А потом вдруг загремели колокольчики. Да так громко - десять по десять много раз сразу и вместе! И автобус загорелся огнём, и разлетелся в разные стороны кусками.
Лили вцепилась в его рукав и дрожала. И показывала пальцем на горящие обломки. А потом весь день ходила за ним, цепляясь в рукав и дрожа, и всё показывая куда-то пальцем впереди себя.
Ей было страшно. Он знал. Он чувствовал так же, когда понял, что тётя Рина говорит правду, и больше не ждал у окна.


Вчера после обеда их собрали в зале и долго говорили о том, что случилось. Что есть добрые люди и злые. И там, в том автобусе, был злой человек, который поступил плохо. Но они не должны бояться, потому что есть очень много, гораздо больше людей добрых, которые защищают их, и всегда будут защищать...
И тогда он решил, что должен стать для Лили таким человеком. Он должен защитить её от Зла. Чтобы она не боялась больше садиться в автобус. Чтобы всегда улыбалась самой прекрасной в мире улыбкой.

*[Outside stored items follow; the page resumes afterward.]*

PR #6946, opened 2018-11-04
FDS Source: add WALL PRESSURE TEST

rmcdermo:
Here a new SOLID_PHASE_OUTPUT QUANTITY called 'WALL PRESSURE TEST' is added to compare with original wall pressure.  The idea is that KRES is, by no slip, zero at a wall.  In DNS calculations of drag coefficient, we are finding better results by interpolating H to the wall without KRES and interpreting p = rho*H at the wall as the pressure on the wall.


rmcdermo:
@marcosvanella Please double check that this should work for CFACES.  Thanks.

marcosvanella:
@rmcdermo change the PRESS assignment line in GET_PRES_CFACE_TEST (line ~1567 in geom.f90) for:

      PRESS = PRESS + CUT_FACE(IND1)%INT_COEF(INPE)* &
      CUT_FACE(IND1)%INT_CVARS( INT_RHO_IND,INPE)*CUT_FACE(IND1)%INT_CVARS( INT_H_IND,INPE)

This will provide the pressure at the wall using rho_g and H at the external normal point for the CFACE. This is consistent with ONE_D%RHO_G*H(IIG,JJG,KKG) done on wall cells. 
I did the change on my repo, but have other changes, so about to firebot test now (blaze). 

Also, to engage the new 3D interpolation of velocities for forcing set IBM_PLANE_INTERPOLATION=F in the &MISC line. This will become the default eventually.

rmcdermo:
OK, thanks.

PR #6971, opened 2018-11-12
FDS source: add new HVAC fan model (beta)

bmralph:
Adds a new quadratic fan model to HVAC (beta). It is currently hidden behind a `QFAN_BETA` logical flag on the `HVAC` line and doesn't affect normal workings.

The new fan was developed to address problems with the current quadratic fan related to "background" flow conditions within the duct (e.g. fire-induced flows, pressure induced flows).

The fan model is based upon the generation of a steady state system curve for the relevant ductrun for that time step. This system curve is equated to the fan curve to output an operation point.

The fan model is behaving well for tested verification cases with no `ZONE`s and agrees with the existing model for such cases. The following points related to this beta version:
- doesn't agree with existing quadratic model for cases with `ZONE`s (e.g. fan_test.fds)
- `DUCT` in which the fan is placed requires a loss (either `LOSS` or `ROUGHNESS`)
- currently uses a slow bisect method to equate system and fan curve; faster methods e.g. Newton weren't converging

Compiled in win db with no errors or warnings.


rmcdermo:
Ben, thanks.  Let's have Jason review.  Do you have a verification case?  Or does this improve one that already exists?  If so, please shoot us an email with the plots generated with this feature.  Thanks!

bmralph:
Hi Randy. No verification cases yet per se. Work in progress. I'm still working on this. Want to get it to work with `ZONE`s and I can't yet figure out why it can't... when it's working it will (at least) use the original fan verification cases (fan_test and ashrae). I will make another verification case to show the accounting for "background" flow.

bmralph:
@drjfloyd two things to bear in mind. The new fan model is agreeing with the existing quadratic for cases where the ducts are suitably rough (the solution of the system curve does not exist with `TOTAL_LOSS = 0`) and where there are no ducts with `REVERSE=.TRUE.` (the operation point method is dependent on direction, the steady state solution is direction-dependent due to the accounting of the pressure at up and downstream nodes).

rmcdermo:
Ben, That's fine.  In that case, I will let Jason merge when he is ready.  Thanks!

drjfloyd:
I'll take a look at this sometime today.

drjfloyd:
I'd like to see this hidden better while we test it. Right now we are always doing the new algorithmc even if there is no new fan. Also if the flag is set, all fans become the new fan even if they don't have inputs to support it.  I'd add a flag to the HVAC input for the new fan type and in the logic for selecting the fan type only set the fan type to 4 if it is already going to a fan type 2 AND the flag is set so we don't force types 1 and 3 to become type 4.  If a type 4 is defined then automatically set the global flag. Only allocate variables and execute lines of code for the new fan if the global flag is set (wrap everything in IF blocks)

bmralph:
@drjfloyd take a look at 2e5de6a. Hopefully addressed your comment. Don't _fully_ understand what you mean re make all fans become type 4. But hopefully the new selection addresses your comment. Cheers :+1:

bmralph:
Just realised that taking `DU%TOTAL_LOSS` as the loss for the output of the points of the system curve is not correct if there is a roughness and f is calculated. f depends on the velocity i.e. for the two points on the system curve: the two system velocities and not the actual velocity in the duct.

PR #6998, opened 2018-11-20
 FDS Source : Add SOLID_PHASE point devices for CFACES.

marcosvanella:


marcosvanella:
@mcgratta give it a try.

Он не знал, что такое МИР. Но, когда говорила ему мама, что он самый любимый в мире – он понимал, что – это нечто большое- пребольшое!

***

Он вышел рано, чтобы никто не заметил. Взял с собой ружьё. Его подарили ему на Пурим – весёлый такой праздник, когда все переодеваются в кого-то и танцуют.
Ружьё было деревянным с забавными разноцветными рисунками и тряпичной лямкой. Он долго не мог закинуть его на плечо, как учила Рина. Потом получилось и, довольный собой, он зашагал на остановку.

На остановке собралось много людей. Они, как всегда, говорили о том, что автобусы никогда не приходят вовремя. Многих из них он знал.
Вот это – Ирис. Каждое утро она кричала в телефон: «Что?! Что! Ирис! Я уже двадцать лет - Ирис! Да пошёл ты…! А потом звучали уже совсем непонятные ему слова… Смешные какие-то.

А этот мужчина в сером длинном пальто. Всегда молчит. И всё время смотрит на часы.

А вот эту девочку, он не знал, как зовут. Она всегда читала книгу. А он смотрел на её золотые волосы и странные жёлтые точечки на лице. Не мылась она, что ли? Или в краску вымазалась? Было странно, но красиво. И он смотрел на неё, не отрываясь. А Лили злилась и била его по плечу.

А вот и женщина та, с маленьким комочком в коляске. Таким же крохотным, как его сестрёнка. Комочек всё время плакал и даже на его танец не реагировал. А женщина хлопала ему в ладоши, улыбалась тепло, и гладила по голове. Совсем, как мама.

Подъехал автобус. Когда все вошли, водитель крикнул ему:

- Эй! Поднимаемся или как?

Он сделал несколько шагов назад. И захотелось ему бежать обратно, домой, к няне Рине... Но Он вспомнил Лилю, дрожащую, цепляющуюся за его рукав, и шагнул на ступеньку.

***

- Помоги мне, дорогая!!! Я, знаю, что сошла с ума… но не могу я без него… пожалуйста… Я сейчас рвану в Тель-Авив… а ты скажи мол целый день гуляли с Даником в зоопарке… Да не узнает он никогда!!! Не должен догадаться… убьёт его это. Солнце моё, пожалуйста…

Он смотрел на женщину, говорящую в телефон. Он так и не смог понять, как это можно говорить в какую-то коробку и кого-то оттуда слышать.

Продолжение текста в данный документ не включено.